**WORK TASK**
Please restate every record below word for word.

(Records from a collection)
+ + +

PR #916, opened 2025-11-13
feat: use bytes in signature container

varun-doshi:
### What was wrong?

 
It would be difficult to use the existing `Signature` in Ream as internally it was [this](https://github.com/b-wagn/hash-sig/blob/23517cf35a4806c93a864f55ace5c4e4a67a08b3/src/signature/generalized_xmss.rs#L40)
This does not derive most of the macros we need (encode/decode, treehash). Hence, we need a compatible type for signature which we can serialize/deserialize from the hash-sig type

### How was it fixed?

 

Instead use a `FixedBytes` type which converts to the correct signature. 
Added a test for serialization roundtrip

### To-Do

 
### DIFF
--- a/crates/crypto/post_quantum/src/hashsig/signature.rs
+++ b/crates/crypto/post_quantum/src/hashsig/signature.rs
@@ -1,4 +1,3 @@
-use crate::hashsig::{HashSigScheme, public_key::PublicKey};
 use alloy_primitives::FixedBytes;
 use bincode::config::{Fixint, LittleEndian, NoLimit};
 use hashsig::{MESSAGE_LENGTH, signature::SignatureScheme};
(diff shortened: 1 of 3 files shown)


crates/crypto/post_quantum/src/hashsig/signature.rs
```diff
@@ -1,18 +1,74 @@
...
 
 type HashSigSignature = <HashSigScheme as SignatureScheme>::Signature;
 
+// NOTE: `GeneralizedXMSSSignature` doesn't implement methods like `to_bytes`,
+// which means we need to use bincode to serialize/deserialize it.
+// However, using bincode's default config (little-endian + variable int encoding)
+// add extra bytes to the serialized output, which is not what we want.
+// Thus, define a custom configuration for bincode here.
+const BINCODE_CONFIG: bincode::config::Configuration<LittleEndian, Fixint, NoLimit> =
+    bincode::config::standard().with_fixed_int_encoding();
```
KolbyML, line 19: this is already delcared in `private_key.rs` and `public_key.rs` could you remove it from both those files, and put it in the mod.rs so it can be reused

KolbyML (approved):
:shipit: looks good, I will just fix it, would be nice to get this in

Issue #923, opened 2025-11-17
Add Lean ReqResp handshake status handshake


KolbyML:
### Describe the feature

Implements the initial tracking of the status, and handle the status ping/pongs

### Additional context

[](url)

Issue #925, opened 2025-11-17
Add Lean ReqResp Handshake disconnect if peer is on disjoint chain


KolbyML:
### Describe the feature

Clients SHOULD immediately disconnect from one another following the handshake
above under the following conditions:

1. If the (`finalized_root`, `finalized_epoch`) shared by the peer is not in the
   client's chain at the expected epoch. For example, if Peer 1 sends (root,
   epoch) of (A, 5) and Peer 2 sends (B, 3) but Peer 1 has root C at epoch 3,
   then Peer 1 would disconnect because it knows that their chains are
   irreparably disjoint.

Issue #924, opened 2025-11-17
Add Lean ReqResp Initial Handshake, request missing blocks case


KolbyML:
### Describe the feature

Once the handshake completes, the client with the lower `finalized_epoch` or
`head_slot` (if the clients have equal `finalized_epoch`s) SHOULD request blocks
from its counterparty via the `LeanBlocksByRoot` request.

KolbyML:
With syncing I consider this closed

PR #926, opened 2025-11-17
feat: Add Lean ReqResp handshake status handshake

KolbyML:
### What was wrong?

Fixes https://github.com/ReamLabs/ream/issues/923

### How was it fixed?

- add a `NetworkState` struct for holding data needed for p2p functions like ping/pongs using status messages, and peer tables
- enable sending a status message on dialing a per once connected if devnet2 is enabled

future work
- https://github.com/ReamLabs/ream/issues/925
- https://github.com/ReamLabs/ream/issues/924


bin/ream/src/main.rs
```diff
@@ -185,37 +186,25 @@ pub async fn run_lean_node(config: LeanNodeConfig, executor: ReamExecutor, ream_
...
-
     // Initialize the services that will run in the lean node.
     let (chain_sender, chain_receiver) = mpsc::unbounded_channel::<LeanChainServiceMessage>();
     let (outbound_p2p_sender, outbound_p2p_receiver) = mpsc::unbounded_channel::<LeanP2PRequest>();
 
-    let chain_service =
-        LeanChainService::new(lean_chain_writer, chain_receiver, outbound_p2p_sender).await;
+    // Initialize the lean network service
+
+    let head_block_hash = lean_db
```
varun-doshi, line 195: Just a small doubt here; would this not fail on starting up a new node?
Because there will not be any data in the db when starting a fresh node

Am I missing something here?

KolbyML: you are right I will fix this, I will make an issue to add a regresion test to prevent this from happening in the future

varun-doshi: I was just about to open a small Pr to fix...i can do that if you dont mind
You may add the regression test issue

varun-doshi: https://github.com/ReamLabs/ream/pull/927

PR #927, opened 2025-11-17
fix: use default for network service

varun-doshi:
### What was wrong?

 
image

### How was it fixed?

 
The node was failing on startup because there is no data in the DB when running a fresh node. 
This PR initiates the network service manager with default Checkpoints on startup which is fine I think since there is no `finalized` root or  `head` root on startup.
The node is running after this fix and also finalizing:
image

### To-Do

 

KolbyML:
Hi Varun I made a PR which fixes it in a different way and added a regression test https://github.com/ReamLabs/ream/pull/928

I don't see your message till I finished

This is a awkward situation. I do prefer my PR because
- I think the solution is better structured
- I added a regression test

PR #934, opened 2025-11-18
refactor: remove redundant lean_/beacon_ prefix on db providers

KolbyML:
### What was wrong?

We have LeanDB and BeaconDB, the lean_/beacon_ prefix on the providers is redundant
### How was it fixed?

remove the redundant prefix


Kayden-ML (approved):
Looks good 👍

+ + +

**EXERCISE ANSWER**
PR #916, opened 2025-11-13
feat: use bytes in signature container

varun-doshi:
### What was wrong?

 
It would be difficult to use the existing `Signature` in Ream as internally it was [this](https://github.com/b-wagn/hash-sig/blob/23517cf35a4806c93a864f55ace5c4e4a67a08b3/src/signature/generalized_xmss.rs#L40)
This does not derive most of the macros we need (encode/decode, treehash). Hence, we need a compatible type for signature which we can serialize/deserialize from the hash-sig type

### How was it fixed?

 

Instead use a `FixedBytes` type which converts to the correct signature. 
Added a test for serialization roundtrip

### To-Do

 
### DIFF
--- a/crates/crypto/post_quantum/src/hashsig/signature.rs
+++ b/crates/crypto/post_quantum/src/hashsig/signature.rs
@@ -1,4 +1,3 @@
-use crate::hashsig::{HashSigScheme, public_key::PublicKey};
 use alloy_primitives::FixedBytes;
 use bincode::config::{Fixint, LittleEndian, NoLimit};
 use hashsig::{MESSAGE_LENGTH, signature::SignatureScheme};
(diff shortened: 1 of 3 files shown)


crates/crypto/post_quantum/src/hashsig/signature.rs
```diff
@@ -1,18 +1,74 @@
...
 
 type HashSigSignature = <HashSigScheme as SignatureScheme>::Signature;
 
+// NOTE: `GeneralizedXMSSSignature` doesn't implement methods like `to_bytes`,
+// which means we need to use bincode to serialize/deserialize it.
+// However, using bincode's default config (little-endian + variable int encoding)
+// add extra bytes to the serialized output, which is not what we want.
+// Thus, define a custom configuration for bincode here.
+const BINCODE_CONFIG: bincode::config::Configuration<LittleEndian, Fixint, NoLimit> =
+    bincode::config::standard().with_fixed_int_encoding();
```
KolbyML, line 19: this is already delcared in `private_key.rs` and `public_key.rs` could you remove it from both those files, and put it in the mod.rs so it can be reused

KolbyML (approved):
:shipit: looks good, I will just fix it, would be nice to get this in

Issue #923, opened 2025-11-17
Add Lean ReqResp handshake status handshake


KolbyML:
### Describe the feature

Implements the initial tracking of the status, and handle the status ping/pongs

### Additional context

[](url)

Issue #925, opened 2025-11-17
Add Lean ReqResp Handshake disconnect if peer is on disjoint chain


KolbyML:
### Describe the feature

Clients SHOULD immediately disconnect from one another following the handshake
above under the following conditions:

1. If the (`finalized_root`, `finalized_epoch`) shared by the peer is not in the
   client's chain at the expected epoch. For example, if Peer 1 sends (root,
   epoch) of (A, 5) and Peer 2 sends (B, 3) but Peer 1 has root C at epoch 3,
   then Peer 1 would disconnect because it knows that their chains are
   irreparably disjoint.

Issue #924, opened 2025-11-17
Add Lean ReqResp Initial Handshake, request missing blocks case


KolbyML:
### Describe the feature

Once the handshake completes, the client with the lower `finalized_epoch` or
`head_slot` (if the clients have equal `finalized_epoch`s) SHOULD request blocks
from its counterparty via the `LeanBlocksByRoot` request.

KolbyML:
With syncing I consider this closed

PR #926, opened 2025-11-17
feat: Add Lean ReqResp handshake status handshake

KolbyML:
### What was wrong?

Fixes https://github.com/ReamLabs/ream/issues/923

### How was it fixed?

- add a `NetworkState` struct for holding data needed for p2p functions like ping/pongs using status messages, and peer tables
- enable sending a status message on dialing a per once connected if devnet2 is enabled

future work
- https://github.com/ReamLabs/ream/issues/925
- https://github.com/ReamLabs/ream/issues/924


bin/ream/src/main.rs
```diff
@@ -185,37 +186,25 @@ pub async fn run_lean_node(config: LeanNodeConfig, executor: ReamExecutor, ream_
...
-
     // Initialize the services that will run in the lean node.
     let (chain_sender, chain_receiver) = mpsc::unbounded_channel::<LeanChainServiceMessage>();
     let (outbound_p2p_sender, outbound_p2p_receiver) = mpsc::unbounded_channel::<LeanP2PRequest>();
 
-    let chain_service =
-        LeanChainService::new(lean_chain_writer, chain_receiver, outbound_p2p_sender).await;
+    // Initialize the lean network service
+
+    let head_block_hash = lean_db
```
varun-doshi, line 195: Just a small doubt here; would this not fail on starting up a new node?
Because there will not be any data in the db when starting a fresh node

Am I missing something here?

KolbyML: you are right I will fix this, I will make an issue to add a regresion test to prevent this from happening in the future

varun-doshi: I was just about to open a small Pr to fix...i can do that if you dont mind
You may add the regression test issue

varun-doshi: https://github.com/ReamLabs/ream/pull/927

PR #927, opened 2025-11-17
fix: use default for network service

varun-doshi:
### What was wrong?

 
image

### How was it fixed?

 
The node was failing on startup because there is no data in the DB when running a fresh node. 
This PR initiates the network service manager with default Checkpoints on startup which is fine I think since there is no `finalized` root or  `head` root on startup.
The node is running after this fix and also finalizing:
image

### To-Do

 

KolbyML:
Hi Varun I made a PR which fixes it in a different way and added a regression test https://github.com/ReamLabs/ream/pull/928

I don't see your message till I finished

This is a awkward situation. I do prefer my PR because
- I think the solution is better structured
- I added a regression test

PR #934, opened 2025-11-18
refactor: remove redundant lean_/beacon_ prefix on db providers

KolbyML:
### What was wrong?

We have LeanDB and BeaconDB, the lean_/beacon_ prefix on the providers is redundant
### How was it fixed?

remove the redundant prefix


Kayden-ML (approved):
Looks good 👍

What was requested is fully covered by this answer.